犬や猫が高齢化するに従って増えてきた腫瘍疾患。皮膚のイボから体の中のがんまで。発見・検査・治療をトータルで考える必要があります。当院では開院直後から日本小動物がん学会の2種認定資格を取得し、腫瘍治療の力を入れています。
犬や猫が長寿になるに従い、腫瘍疾患の発生は増加傾向にあります。動物の保険会社「アニコム損保」のデータによれば、4歳から12歳の犬で最も多い死亡原因は腫瘍疾患だそうです。
腫瘍といっても大きく生活の質や寿命を脅かす悪性腫瘍と、そうではない良性腫瘍があります。また悪性腫瘍と言っても進行が早くコントロールが難しいものと、適切な治療によりそれなりのコントロールができるものがあります。それらを見極めるためには「診断」の段階が重要です。腫瘍は体の様々な部位にできます。
体の表面にできるものが最も発見されやすくご家族が気づいて来院されることも多いのですが、他にもレントゲン検査や超音波検査、血液検査で初めて見つかるということもあります。ご家族がしこりを見つけて来院される場合は、そのしこりが正常なものか異常なものか、異常なものであれば「腫瘍」なのか「腫瘍ではないしこり」なのか、腫瘍であれば「良性」か「悪性」か、悪性腫瘍であれば「何なのか」「どういう治療が最適なのか」を調べます。
残念ながら見ただけで診断がつけられることはほとんどなく、「前からあったけど大丈夫と言われて様子を見ていたら...」という治療が必要な腫瘍の子の来院も結構あります。
どんな腫瘍でも、最終的にはその一部を採って検査をする「生検」ということが行われます。針先程度の材料で行う「針生検」で診断が付く場合もあれば、一部、あるいは全体を採って検査をすする「組織生検」が必要な場合もあります。
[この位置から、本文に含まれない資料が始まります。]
PR #517, opened 2020-05-13
New desc

shrutiverma29:
description added

### DIFF
--- a/.idea/.gitignore
+++ b/.idea/.gitignore
@@ -1,0 +1,2 @@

健康診断や手術前検査といった特にご家族が異常に気づかれていない場合の検査、または体調不良の原因を調べていてしこりが見つかった場合も、原則上記と同じように最終的には生検に基づいて診断が行われます。
主に手術を行うことで腫瘍を摘出します。
腫瘍が一つの塊状に存在する場合、最も効率よくその腫瘍を排除することができ、その他の正常な部位にはあまり負担をかけません。
腫瘍の種類、場所等によって、一度の手術で完全な排除が可能な「根治手術」や、根治は期待できないが腫瘍を縮小して現在起きている症状を軽減したり他の治療と組み合わせてより根治を目指すための「減容積手術」があります。
良性の腫瘍の場合はしこりの周辺をそれほど大きく手術しなくて済む場合もあり、小さな皮膚のしこりであれば局所麻酔で蒸散あるいは切除が可能な場合もあります。しかし悪性腫瘍の場合にはしこりの周辺の正常な組織を場合によっては数cm余裕を持って一緒に切除しますので、1cm程度のしこりであったとしても手術する範囲は想像よりも広くなる場合が多々あります。そのため場所によっては(顔や足先など)小さなものでも手術に苦慮する場合があります。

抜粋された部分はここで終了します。